3/8 Reading : Poetry Society of South Carolina
3/5 Reading: Friends Meeting House 7 pm 120 Old Pisgah Church Road, Columbia, SC
2/24 Brooklyn, New York
New York Writers Workshop @ Underland Gallery
2/23 New York Public Library
2/20 Tuesday Explorer – Zoom Event Reading
2/19- Linked poem workshop
2/8 – 3/21 (Thursdays)
The Art of Small Japanese Poems Thursdays February – March Online workshop
2/10
Book release party at Keith Summey North Charleston Library
2pm
Praise
Wake up, sleepwalkers: There’s a new book by Miho Kinnas that will show you places in your heart you have not gone yet –because her poems are not stories of feelings but the feelings themselves. Kinnas is known for her short Japanese poems, and I especially love the haiku with its sharp images and moral clarity. The same crystalline reality is found in her narrative poems, because Kinnas illuminates the edges of words, then wraps the whole poem in a ribbon of silk. This is craft. These poems are occupied by mothers and daughters, girls, and women; the book’s subject is love and, that’s a theme that is perfect to make beauty permanent, as Kinnas‘poetry certainly does in Waiting for Sunset to Bury Red Camellias.
Grace Cavalieri
Maryland Poet Laureate
Kinnas weaves the past into focused poetry that lurks into Basho’s legacy. Her poetry breaks new ground and is meant to be seen as well as heard, particularly the poem “Three Shrimp Boats on The Horizon” with its spacing, punctuation, and its corresponding nouns and verbs. This book rocks with different poetic forms, including haiku and tanka as well as innovative approaches to writing. Waiting for Sunset to Bury Red Camellias is fused with identity, family, love, and the natural world; it is polished music. I am grateful for this book. Read it now, because we get to travel with Kinnas on this poetic journey.

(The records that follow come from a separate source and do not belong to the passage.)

PR #3046, opened 2026-05-07
Zabhlrsc extension

tariqkurd-repo:
Replacement for https://github.com/riscv/riscv-isa-manual/pull/1922 brought up to date to the new format

PR #3234, opened 2026-07-08
Clean attempt at Zabhlrsc

tariqkurd-repo:
replacement for #3046 this time passing the integration checks


src/unpriv/zabhlrsc.adoc
```diff
@@ -0,0 +1,56 @@
...
+====
+The absence of LR/SC operations for subword data types
+is problematic for CHERI software (RVY base architectures).
+Non-CHERI RISC-V software can use LR/SC on larger data types than are strictly
+required for the memory access to register the reservation set.
+RVY base architectures check memory bounds and so it is not possible to round a subword
+access up to a word or larger to gain the reservation set.
+It is not always possible to emulate narrow accesses using wider accesses on a CHERI system, due to the memory bounds.
+Such emulation can be problematic for other reasons as explained in the rationale for ext:zabha[].
+====
```
tariqkurd-repo, line 19:
```suggestion
Given that this emulation scheme is practical and performant on non-CHERI systems, the RVA and RVB profiles are unlikely to mandate this extension or make it an option.
====
```

src/unpriv/zabhlrsc.adoc
```diff
@@ -0,0 +1,57 @@
...
+The absence of LR/SC operations for subword data types
+is problematic for CHERI software (RVY base architectures).
+Non-CHERI RISC-V software can use LR/SC on larger data types than are strictly
+required for the memory access to register the reservation set.
+RVY base architectures check memory bounds and so it is not possible to round a subword
+access up to a word or larger to gain the reservation set.
+It is not always possible to emulate narrow accesses using wider accesses on a CHERI system, due to the memory bounds.
+Such emulation can be problematic for other reasons as explained in the rationale for ext:zabha[].
+Given that this emulation scheme is practical and performant on non-CHERI systems, the RVA and RVB profiles are unlikely to mandate this extension or make it an option.
+====
```
tariqkurd-repo, line 19:
```suggestion
[NOTE]
====
The absence of LR/SC for subword data types is problematic for CHERI software
(RVY base architectures). Non-CHERI RISC-V software can register the
reservation set using an access wider than the operand actually requires, but
RVY base architectures check memory bounds, so widening a subword access in
this way is not always possible. Such emulation can be problematic for other
reasons too, as explained in the rationale for ext:zabha[]. Given that the
emulation scheme is practical and performant on non-CHERI systems, the RVA and
RVB profiles are unlikely to mandate this extension or make it an option.
====
```

tariqkurd-repo: The objective is to simplify the note as it wa quite wordy before.

arichardson:
Might want to update the PR description to something like the intro paragraph, so that merging creates a sensible commit message:

```
The Zalrsc extension offers LR/SC (load reserved/store conditional) instructions
for _words_ and _doublewords_. Zabhlrsc extends this by adding _byte_ and
_halfword_ versions. The Zabhlrsc extension depends upon the Zalrsc
standard extension.
```

src/unpriv/zabhlrsc.adoc
```diff
@@ -0,0 +1,57 @@
...
+The absence of LR/SC operations for subword data types
+is problematic for CHERI software (RVY base architectures).
+Non-CHERI RISC-V software can use LR/SC on larger data types than are strictly
+required for the memory access to register the reservation set.
+RVY base architectures check memory bounds and so it is not possible to round a subword
+access up to a word or larger to gain the reservation set.
+It is not always possible to emulate narrow accesses using wider accesses on a CHERI system, due to the memory bounds.
+Such emulation can be problematic for other reasons as explained in the rationale for ext:zabha[].
+Given that this emulation scheme is practical and performant on non-CHERI systems, the RVA and RVB profiles are unlikely to mandate this extension or make it an option.
```
jrtc27: I've always taken the view that, if your cache already supports LB/LH/SB/SH and LR.W/SC.W then surely supporting LR.B/LR.H/SC.B/SC.H is basically free? You already have the hardware to extract or insert a byte/halfword, and you already have the hardware to reserve cache lines, so you just need to decode the instruction and do both? Having this extension makes the compiler's life easier when not using an AMO and generates shorter code.

aswaterman: That analysis sounds right to me.  But this is one of those extensions where adding it as an option, rather than a mandate, isn't terribly useful for standard software; and the door to adding mandatory extensions to the RVA/RVB series has closed for the next 4+ years.  So the ARC asked for this note to be added just to head off questions about it.

jrtc27: Hm, but would this note not imply that even in 4+ years it is unlikely to be mandatory?

jrtc27: (I agree it's not so useful as an optional extension, but would that not make it all the more important for it to, eventually, end up as mandatory? Unless the intent is that no implementation will ever support it unless also supporting Y, where it and Zabha are implicitly part of A out of necessity?)

aswaterman: I don’t have a crystal ball but I’d expect that CAS is going to become mandatory in the next major RVA profile, which takes pressure off of LR/SC. But your point is taken. I’d be fine changing the text to “unlikely to make this extension a profile option”.

tariqkurd-repo: Should it not be a development option like `Zabha`? It's essentially the same spec, but if RVI is moving away from LR/SC then "unlikely" would be better I guess.

aswaterman: It should only be a development option if it's on track to be mandated in the future, which at this time it is not.

PR #3243, opened 2026-07-12
rvwmo: add source/destination register listings for Zacas, Zabha, Zalasr

### LINKED ISSUE #3241: [NormRules] - RVWMO dependency metadata missing for Zacas, Zabha, and Zalasr
The RVWMO [source/destination register listings](https://github.com/riscv/riscv-isa-manual/blob/79b241cb6d2f07167366747ae49df94b88ad4d3b/src/unpriv/rvwmo.adoc#L371-L388) say they define syntactic dependencies, but the [atomic tables cover only RV32A and RV64A](https://github.com/riscv/riscv-isa-manual/blob/79b241cb6d2f07167366747ae49df94b88ad4d3b/src/unpriv/rvwmo.adoc#L584-L641). The ratified Zacas, Zabha, and Zalasr instructions have no entries.

For the non-CAS Zabha operations and Zalasr, the missing metadata looks straightforward — they're width analogues of the existing AMO / load / store rows.

AMOCAS is the part that isn't. It [reads `rd` as the compare value and then overwrites it](https://github.com/riscv/riscv-isa-manual/blob/79b241cb6d2f07167366747ae49df94b88ad4d3b/src/unpriv/zacas.adoc#L26-L37), whereas existing AMOs write `rd` but never read it — and Zabha adds `amocas.b`/`amocas.h` when Zacas is also implemented, so those inherit the same question. [#2940](https://github.com/riscv/riscv-isa-manual/issues/2940) established that AMOCAS is treated like other AMOs for the PPO rules (by the listings saying nothing, per the [discussion](https://github.com/riscv/riscv-isa-manual/issues/2940#issuecomment-4306140881)). But I don't think that settles how the `rd`/`rd+1` compare *input* is classified: is it deliberately not a syntactic source, or should it be an address / data / plain source?

This feels like a concrete case for the per-instruction metadata work already tracked in [#2945](https://github.com/riscv/riscv-isa-manual/issues/2945). If that's the intended home for it, happy to frame it that way.

abhinavagarwal07:
The RVWMO atomic register listings cover RV32A/RV64A but omit the ratified Zacas, Zabha, and Zalasr instructions. This adds them: Zabha at the same profile as the word/doubleword AMOs, Zalasr with the same register-dependency profile as ordinary loads and stores, and amocas with the old rd as a data source (the comparand) and also the destination — footnoted for the rd+1/rs2+1 pair roles on amocas.d/.q. Daggers match the existing AMOs and loads.

Fixes #3241.

### DIFF
--- a/src/unpriv/rvwmo.adoc
+++ b/src/unpriv/rvwmo.adoc
@@ -640,6 +640,70 @@ register(s) to destination register(s) as specified
 
 |===
 
+.Zabha Standard Extension
+[%autowidth.stretch,float="center",align="center",cols="<,<,<,<,<",options="header"]
+|===
+||Source Registers |Destination Registers |Accumulating CSRs|
+
+|insn:amoswap.b/h[]† |_rs1_ ^A^, _rs2_ ^D^ |_rd_ | |
+
+|insn:amoadd.b/h[]† |_rs1_ ^A^, _rs2_ ^D^ |_rd_ | |
+
+|insn:amoxor.b/h[]† |_rs1_ ^A^, _rs2_ ^D^ |_rd_ | |
+
+|insn:amoand.b/h[]† |_rs1_ ^A^, _rs2_ ^D^ |_rd_ | |
+
+|insn:amoor.b/h[]† |_rs1_ ^A^, _rs2_ ^D^ |_rd_ | |
+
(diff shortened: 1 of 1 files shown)


aswaterman (approved):

aswaterman:
Thanks!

Lenard D. Moore, author of Long Rain, and A Million Shadows at Noon
Miho Kinnas has created dreamlike poems here. Tender, mysterious, tugging at your heartstrings. I loved the way she experimented with the forms with some of her poems here. Some of them resembling a haibun but not really. I’d urge the readers to explore her poems which are like a walk through the still pine trees on a foggy morning.

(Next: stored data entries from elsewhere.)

PR #3246, opened 2026-07-13
Clarify that M-mode interrupts are optional

davidharrishmc:
Added a paragraph to Machine Interrupt section clarifying that mip and mie are WARL and any field can be ROZ.  Language parallels corresponding paragraph in Supervisor Interrupt section.

Updated normative rules to match.  Deleted LCOFI_INTR_IMPL rule because it is implied by Sscofpmf.

If this PR is not accurate, there should be the opposite language that every bit MEI/MTI must be writable.  However, this would be inconsistent with the supervisor interrupts, and also strange that a very simple core would necessarily implement interrupts.

Also a question about whether the following statement is accurate.  Can delete if not accurate.
"If a bit of csr:mie[] is read-only zero, the corresponding bit of csr:mideleg[] is also read-only zero."

### DIFF
--- a/src/priv/machine.adoc
+++ b/src/priv/machine.adoc
@@ -1313,7 +1313,7 @@ include::images/bytefield/mideleg.edn[]
 
 [#norm:mideleg_enc_txt]#csr:mideleg[] holds trap delegation bits for individual interrupts, with the
 layout of bits matching those in the csr:mip[] register# (i.e., STIP
-interrupt delegation control is located in bit 5).
+interrupt delegation control is located in bit 5).  If a bit of csr:mie[] is read-only zero, the corresponding bit of csr:mideleg[] is also read-only zero.
 
 [#norm:medeleg_when_rd0]#For exceptions that cannot occur in less privileged modes, the
 corresponding csr:medeleg[] bits should be read-only zero. In particular,
@@ -1420,6 +1420,13 @@ reflected in csr:mip[msip] eventually, but not necessarily immediately.#
 if a platform standard supports the delivery of machine-level
 interprocessor interrupts through external interrupts (MEI) instead,
 then csr:mip[msip] and csr:mie[msie] may both be read-only zeros.#
+
+[#norm:std_mach_intr_impl]#Each standard machine interrupt type (MEI, MTI, MSI) may not be implemented,
+in which case the corresponding interrupt-pending and interrupt-enable
+bits are read-only zeros.#
+[#norm:mip_mie_warl]#All bits in `mip` and `mie` are *WARL* fields. The
+implemented interrupts may be found by writing one to every bit location
+in `mie`, then reading back to see which bit positions hold a one.#
 
 [#norm:mip_sxip_mie_sxie_rdonly0]#If supervisor mode is not implemented, bits csr::[seip], csr::[stip], and csr::[ssip] of
 csr:mip[] and csr::[seie], csr::[stie], and csr::[ssie] of csr:mie[] are read-only zeros.#
--- a/src/priv/machine.adoc
+++ b/src/priv/machine.adoc
@@ -1424,9 +1424,9 @@ then csr:mip[msip] and csr:mie[msie] may both be read-only zeros.#
 [#norm:std_mach_intr_impl]#Each standard machine interrupt type (MEI, MTI, MSI) may not be implemented,
 in which case the corresponding interrupt-pending and interrupt-enable
 bits are read-only zeros.#
-[#norm:mip_mie_warl]#All bits in `mip` and `mie` are *WARL* fields. The
+All bits in `mip` and `mie` are *WARL* fields. The
 implemented interrupts may be found by writing one to every bit location
-in `mie`, then reading back to see which bit positions hold a one.#
+in `mie`, then reading back to see which bit positions hold a one.
 
 [#norm:mip_sxip_mie_sxie_rdonly0]#If supervisor mode is not implemented, bits csr::[seip], csr::[stip], and csr::[ssip] of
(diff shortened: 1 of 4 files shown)


src/priv/machine.adoc
```diff
@@ -1421,6 +1421,13 @@ if a platform standard supports the delivery of machine-level
 interprocessor interrupts through external interrupts (MEI) instead,
 then csr:mip[msip] and csr:mie[msie] may both be read-only zeros.#
 
+[#norm:std_mach_intr_impl]#Each standard machine interrupt type (MEI, MTI, MSI) may not be implemented,
```
aswaterman: We should avoid "may not" because it has two meanings in conventional English: "might not" or "must not".  Here we obviously mean "might not", so I'd recommend that.

src/priv/machine.adoc
```diff
@@ -1421,6 +1421,13 @@ if a platform standard supports the delivery of machine-level
...
+in which case the corresponding interrupt-pending and interrupt-enable
+bits are read-only zeros.#
+All bits in `mip` and `mie` are *WARL* fields. The
+implemented interrupts may be found by writing one to every bit location
+in `mie`, then reading back to see which bit positions hold a one.
```
aswaterman: The final sentence doesn't need to be part of the normative text, as it's just software guidance.  I'd probably just delete it, but if you think it's helpful, you could make it a one-sentence non-normative note following this paragraph.

src/priv/machine.adoc
davidharrishmc: Done.  The language is a copy of what was already in supervisor.adoc, so I changed "may not" to "might not" in that file as well.

src/priv/machine.adoc
davidharrishmc: Deleted, and adjusted the corresponding normative rule in supervisor.adoc to not include the non-normative note.

davidharrishmc:
Changes made based on review.  Please confirm whether the statement about mideleg being read-only zero is correct.  I've become uncertain about the intent of the spec, and am concerned I might be changing the meaning of the spec.

src/priv/machine.adoc
```diff
@@ -1313,7 +1313,7 @@ include::images/bytefield/mideleg.edn[]
 
 [#norm:mideleg_enc_txt]#csr:mideleg[] holds trap delegation bits for individual interrupts, with the
 layout of bits matching those in the csr:mip[] register# (i.e., STIP
-interrupt delegation control is located in bit 5).
+interrupt delegation control is located in bit 5).  If a bit of csr:mie[] is read-only zero, the corresponding bit of csr:mideleg[] is also read-only zero.
```
aswaterman: Since you mentioned it, I do believe this is an unintended normative change.  (It probably would've been the right thing to specify, but the spec doesn't currently mandate it, AFAICS.) So we should back it out.

src/priv/machine.adoc
```diff
@@ -1421,6 +1421,11 @@ if a platform standard supports the delivery of machine-level
 interprocessor interrupts through external interrupts (MEI) instead,
 then csr:mip[msip] and csr:mie[msie] may both be read-only zeros.#
 
+[#norm:std_mach_intr_impl]#Each standard machine interrupt type (MEI, MTI, MSI) might not be implemented,
+in which case the corresponding interrupt-pending and interrupt-enable
+bits are read-only zeros.#
```
aswaterman, line 1426: And now I'm questioning the wisdom behind adding this part.  It's true for non-machine interrupts, too...

src/priv/machine.adoc
```diff
@@ -1421,6 +1421,11 @@ if a platform standard supports the delivery of machine-level
...
+All bits in `mip` and `mie` are *WARL* fields.
```
aswaterman, line 1427: ...and so maybe this is all we're left with?

davidharrishmc: You see the corresponding language about SEI, STI, SSI is in the supervisor section.  It has been confusing to have a lack of parallel structure between the two sections.  ACT has spent too long trying to find evidence of whether MEI, MTI, MSI were mandatory, given that they the supervisor interrupts are specified as optional and the machine were not specified as optional.  

I find this clearest as written now.  But if you don't want the "might not be implemented" language, here's an alternative:

machine.adoc:
All bits in `mip` and `mie` are *WARL* fields and are read-only zero if an interrupt type is not supported.  If a bit in one register is read-only zero, the corresponding bit in the other must be read-only zero as well.

supervisor.adoc:
All bits in `sip` and `sie` are *WARL* fields and are read-only zero if an interrupt type is not supported or cannot be delegated to S-mode.  If a bit in one register is read-only zero, the corresponding bit in the other must be read-only zero as well.

allenjbaum:
I was going to push back on this one, because I thought it was
requiring some specific HW behavior... but realized that, since we are
talking about bit fields, that sentence is guidance and does add any new
information.
If the WARL fields in question were more than one bit in width, that would
be a different story.

allenjbaum:
Ugh, this chain is getting long. I was referring to the
writing&reading back comment only.

davidharrishmc:
@aswaterman could you look at this once more?  The current PR language exactly matches the supervisor section and resolves the ambiguity that the difference in language between machine and supervisor suggested different behavior.  If you don't like the fields being called out explicitly, here is alternate language to make machine and supervisor parallel, repeated from above.

machine.adoc:
All bits in mip and mie are WARL fields and are read-only zero if an interrupt type is not supported. If a bit in one register is read-only zero, the corresponding bit in the other must be read-only zero as well.

supervisor.adoc:
All bits in sip and sie are WARL fields and are read-only zero if an interrupt type is not supported or cannot be delegated to S-mode. If a bit in one register is read-only zero, the corresponding bit in the other must be read-only zero as well.

aswaterman (approved):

Kanchan Chatterjee, author of Scattered Leaves and Did You say Faarbisganj?
Beginning with the very first poem, the speaker enters an exquisite world. In “The Sea Fog Arrives to Hide the Lies of a Woman Poet,” she says: “I often visit a walled city in my dreams where the gate/closes at sunset, not a second later or before.” Together, the speaker and reader travel through time and geography, glimpsing fleeting, often half-seen images and experiencing elusive, yet fully felt, emotions. The poems are surprising, precise, evocative, and stunning. The reader is always invited into the poems as a participant and guest. In this first poem the speaker says, “I see you just beyond the arch of the gate.” This acknowledgment of the reader captures the graciousness and expansiveness of this remarkable collection.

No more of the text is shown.